Okay, enough. I wish everyone will just stop posting anything at all about the (maybe) new 100-400 until Canon announces it. Do these websites do this just to to get hits? Too many years of false rumors, give us a break!


----------



## Click (Nov 5, 2014)

I am looking forward to seeing it.


----------



## Canon Rumors Guy (Nov 5, 2014)

hbolte said:


> Okay, enough. I wish everyone will just stop posting anything at all about the (maybe) new 100-400 until Canon announces it. Do these websites do this just to to get hits? Too many years of false rumors, give us a break!



canon*rumors*.com


----------



## bseitz234 (Nov 5, 2014)

Canon Rumors said:


> hbolte said:
> 
> 
> > Okay, enough. I wish everyone will just stop posting anything at all about the (maybe) new 100-400 until Canon announces it. Do these websites do this just to to get hits? Too many years of false rumors, give us a break!
> ...



lol.

_*if*_ the hood inner diameter is 83, wouldn't that rule out an 82mm filter? Seems it'd have to be a 77, unless they've got the hood mounting ring down to 500µm thinness...


----------



## JonAustin (Nov 5, 2014)

Given the track record of Canon's recent zooms, there's no reason to suspect that this new lens' performance will be anything short of excellent.

Sign me up! I would like one for Christmas, please.


----------



## tron (Nov 5, 2014)

Please allow me to quote Douglas Adams:

"Curiously enough, the only thing that went through the mind of the bowl of petunias as it fell was ..."

If you will complete the sentence you will have my comment for this rumor ;D ;D ;D ;D


----------



## Besisika (Nov 5, 2014)

JonAustin said:


> Given the track record of Canon's recent zooms, there's no reason to suspect that this new lens' performance will be anything short of excellent.
> 
> Sign me up! I would like one for Christmas, please.


And me for new year, rumor or not. Zoom ring is good. My 300mm f4 will finally have a big brother.


----------



## candc (Nov 5, 2014)

Smaller size, obvious improvements, sounds great. Its going to be a big seller if it's true. You can count me in.


----------



## Sabaki (Nov 5, 2014)

I'd love a non extending barrel please!


----------



## mjbehnke (Nov 5, 2014)

The way it sounds, I'm guessing they will have a slot in the hood to be able to use your fingers to rotate a ND or Polarizer. That would be nice.
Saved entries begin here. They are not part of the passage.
PR #5215, opened 2016-08-18
(PUP-6582) loader bound functions cannot bind scope instance

hlindberg:
This refactors Closure into two specific subclasses: Dynamic (for lambdas), and Named (static, bound by loader). This is done to ensure that all Named function closures refer to top-scope in a way that is resolved on demand rather than being bound in a member variable. The dynamic closures must bind to a scope. Such closures may never be bound in something that survives a compilation.

### DIFF
--- a/lib/puppet/pops/evaluator/closure.rb
+++ b/lib/puppet/pops/evaluator/closure.rb
@@ -27,7 +27,7 @@ class Closure < CallableSignature
   # Evaluates a closure in its enclosing scope after having matched given arguments with parameters (from left to right)
   # @api public
   def call(*args)
-    call_with_scope(@enclosing_scope, args)
+    call_with_scope(enclosing_scope, args)
   end
 
   # This method makes a Closure compatible with a Dispatch. This is used when the closure is wrapped in a Function
@@ -35,7 +35,7 @@ class Closure < CallableSignature
   # checks of the argument type/arity validity).
   # @api private
   def invoke(instance, calling_scope, args, &block)
-    @enclosing_scope.with_global_scope do |global_scope|
+    enclosing_scope.with_global_scope do |global_scope|
       call_with_scope(global_scope, args, &block)
     end
   end
@@ -44,7 +44,7 @@ class Closure < CallableSignature
   def call_by_name(args_hash, enforce_parameters)
     if enforce_parameters
       # Push a temporary parameter scope used while resolving the parameter defaults
-      @enclosing_scope.with_parameter_scope(closure_name, parameter_names) do |param_scope|
+      enclosing_scope.with_parameter_scope(closure_name, parameter_names) do |param_scope|
         # Assign all non-nil values, even those that represent non-existent paramaters.
         args_hash.each { |k, v| param_scope[k] = v unless v.nil? }
         parameters.each do |p|
@@ -56,7 +56,7 @@ class Closure < CallableSignature
               # No default. Assign nil if the args_hash included it
               param_scope[name] = nil if args_hash.include?(name)
             else
-              param_scope[name] = param_scope.evaluate(name, p.value, @enclosing_scope, @evaluator)
+              param_scope[name] = param_scope.evaluate(name, p.value, enclosing_scope, @evaluator)
             end
           end
         end
@@ -65,7 +65,7 @@ class Closure < CallableSignature
       Types::TypeMismatchDescriber.validate_parameters(closure_name, params_struct, args_hash)
     end
 
-    @evaluator.evaluate_block_with_bindings(@enclosing_scope, args_hash, @model.body)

I thought about using a dremel and make slots in in my 70-200 hood to allow me to rotate a ND filter, but I thought it might ruin the use of the hood and maybe let light in the slots and cause a reflection.

Hmmm..


----------



## mjbehnke (Nov 5, 2014)

>>Curiously enough, the only thing that went through the mind of the bowl of petunias as it fell was


OH no, Not Again! 

LOL


----------



## Lee Jay (Nov 5, 2014)

Sabaki said:


> I'd love a non extending barrel please!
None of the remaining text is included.